• _Problem to solve_:
A single number is required: the count of lines in the entries below that include the word "generate".

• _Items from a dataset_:
==========

PR #119, opened 2019-04-03
Add html view which is used to generate PDF privacy

Cruikshanks:
https://eaflood.atlassian.net/browse/RUBY-216

The need to generate and update the PDF will be very infrequent (we are talking years) so rather than try and do anything ourselves we will just take advantage of available online generators.

For them to work they need to be provided with the HTML to convert, hence this change which adds pdf specific version of the privacu policy we can upload to be converted.

N.B. At this time (April 2019) we are using https://html2pdf.com/ to convert the html to PDF.

### DIFF
--- a/app/views/waste_exemptions_engine/pdfs/privacy_policy.html
+++ b/app/views/waste_exemptions_engine/pdfs/privacy_policy.html
@@ -1,0 +1,139 @@
+<!DOCTYPE html>
+<html>
+  <head>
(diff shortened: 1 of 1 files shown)


Cruikshanks:
For reference here is the pdf version

[privacy_policy.pdf](https://github.com/DEFRA/waste-exemptions-engine/files/3041080/privacy_policy.pdf)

==========

• _Response_:
2